[DATA SHOWN]

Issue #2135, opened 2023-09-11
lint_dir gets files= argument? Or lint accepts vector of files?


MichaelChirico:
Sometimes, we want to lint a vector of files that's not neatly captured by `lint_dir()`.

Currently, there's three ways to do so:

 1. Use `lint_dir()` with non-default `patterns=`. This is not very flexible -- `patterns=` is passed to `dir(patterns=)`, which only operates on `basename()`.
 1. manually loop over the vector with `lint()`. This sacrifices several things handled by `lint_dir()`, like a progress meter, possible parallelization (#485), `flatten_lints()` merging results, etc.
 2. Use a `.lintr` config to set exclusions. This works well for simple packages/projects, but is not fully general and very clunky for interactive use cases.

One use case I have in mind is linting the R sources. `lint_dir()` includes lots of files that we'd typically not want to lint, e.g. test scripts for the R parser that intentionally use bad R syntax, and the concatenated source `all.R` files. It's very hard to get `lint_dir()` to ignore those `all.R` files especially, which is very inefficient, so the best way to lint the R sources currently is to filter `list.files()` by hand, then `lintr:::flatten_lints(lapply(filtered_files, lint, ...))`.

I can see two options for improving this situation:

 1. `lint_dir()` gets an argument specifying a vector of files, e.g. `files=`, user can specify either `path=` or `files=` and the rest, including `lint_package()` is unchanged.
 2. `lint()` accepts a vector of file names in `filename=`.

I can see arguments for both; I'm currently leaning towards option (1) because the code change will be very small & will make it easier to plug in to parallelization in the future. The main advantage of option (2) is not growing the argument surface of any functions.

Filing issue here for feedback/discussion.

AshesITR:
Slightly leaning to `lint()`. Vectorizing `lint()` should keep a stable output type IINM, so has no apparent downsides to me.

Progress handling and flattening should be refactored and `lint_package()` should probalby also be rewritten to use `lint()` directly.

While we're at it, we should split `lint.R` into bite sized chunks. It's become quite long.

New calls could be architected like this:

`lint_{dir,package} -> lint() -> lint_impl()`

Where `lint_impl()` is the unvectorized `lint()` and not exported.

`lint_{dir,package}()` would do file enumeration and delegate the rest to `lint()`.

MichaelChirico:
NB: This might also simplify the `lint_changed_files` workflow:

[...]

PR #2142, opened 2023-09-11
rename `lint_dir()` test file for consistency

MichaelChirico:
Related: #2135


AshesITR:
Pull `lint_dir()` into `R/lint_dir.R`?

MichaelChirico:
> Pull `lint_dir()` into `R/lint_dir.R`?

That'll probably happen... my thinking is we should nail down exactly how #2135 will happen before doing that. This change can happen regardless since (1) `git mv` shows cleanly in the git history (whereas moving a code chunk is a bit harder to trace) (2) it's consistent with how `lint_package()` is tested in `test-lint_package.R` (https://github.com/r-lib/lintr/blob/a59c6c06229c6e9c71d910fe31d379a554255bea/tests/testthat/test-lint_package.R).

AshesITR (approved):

[/DATA SHOWN]
[DATA SHOWN]

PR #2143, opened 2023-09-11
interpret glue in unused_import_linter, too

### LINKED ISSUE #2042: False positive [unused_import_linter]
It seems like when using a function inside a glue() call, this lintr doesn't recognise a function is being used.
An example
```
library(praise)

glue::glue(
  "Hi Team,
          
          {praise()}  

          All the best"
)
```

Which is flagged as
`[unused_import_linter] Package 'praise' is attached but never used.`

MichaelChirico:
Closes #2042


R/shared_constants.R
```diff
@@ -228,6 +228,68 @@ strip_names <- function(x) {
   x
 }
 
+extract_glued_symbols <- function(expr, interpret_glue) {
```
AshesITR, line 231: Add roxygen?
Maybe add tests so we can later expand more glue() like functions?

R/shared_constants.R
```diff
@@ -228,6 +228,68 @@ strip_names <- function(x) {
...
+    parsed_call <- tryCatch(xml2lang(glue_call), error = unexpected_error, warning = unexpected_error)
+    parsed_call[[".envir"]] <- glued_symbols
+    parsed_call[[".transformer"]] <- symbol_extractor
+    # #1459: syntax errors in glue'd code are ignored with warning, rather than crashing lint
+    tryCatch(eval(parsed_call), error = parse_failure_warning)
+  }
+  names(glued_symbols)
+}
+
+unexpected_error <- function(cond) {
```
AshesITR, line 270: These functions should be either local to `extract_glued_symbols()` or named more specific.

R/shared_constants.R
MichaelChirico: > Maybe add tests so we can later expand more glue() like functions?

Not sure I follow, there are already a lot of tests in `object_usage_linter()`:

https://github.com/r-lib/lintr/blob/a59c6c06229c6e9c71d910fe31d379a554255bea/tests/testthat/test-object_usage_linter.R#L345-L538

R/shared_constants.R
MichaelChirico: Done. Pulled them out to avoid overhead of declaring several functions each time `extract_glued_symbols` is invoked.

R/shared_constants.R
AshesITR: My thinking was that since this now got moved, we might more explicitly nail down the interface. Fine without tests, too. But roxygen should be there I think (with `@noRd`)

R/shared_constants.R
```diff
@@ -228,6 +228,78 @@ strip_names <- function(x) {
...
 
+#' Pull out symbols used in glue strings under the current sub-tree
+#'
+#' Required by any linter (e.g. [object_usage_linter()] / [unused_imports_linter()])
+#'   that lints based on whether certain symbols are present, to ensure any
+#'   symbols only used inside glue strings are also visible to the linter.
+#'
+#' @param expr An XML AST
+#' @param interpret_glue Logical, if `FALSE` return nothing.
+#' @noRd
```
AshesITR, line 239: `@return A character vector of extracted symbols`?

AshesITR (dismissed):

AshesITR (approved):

[/DATA SHOWN]

» WHAT YOU NEED TO DO
Within the entries above, find the string "thinking" and return each line that holds it.

» OUTPUT FOR THIS TASK
That'll probably happen... my thinking is we should nail down exactly how #2135 will happen before doing that. This change can happen regardless since (1) `git mv` shows cleanly in the git history (whereas moving a code chunk is a bit harder to trace) (2) it's consistent with how `lint_package()` is tested in `test-lint_package.R` (https://github.com/r-lib/lintr/blob/a59c6c06229c6e9c71d910fe31d379a554255bea/tests/testthat/test-lint_package.R).
AshesITR: My thinking was that since this now got moved, we might more explicitly nail down the interface. Fine without tests, too. But roxygen should be there I think (with `@noRd`)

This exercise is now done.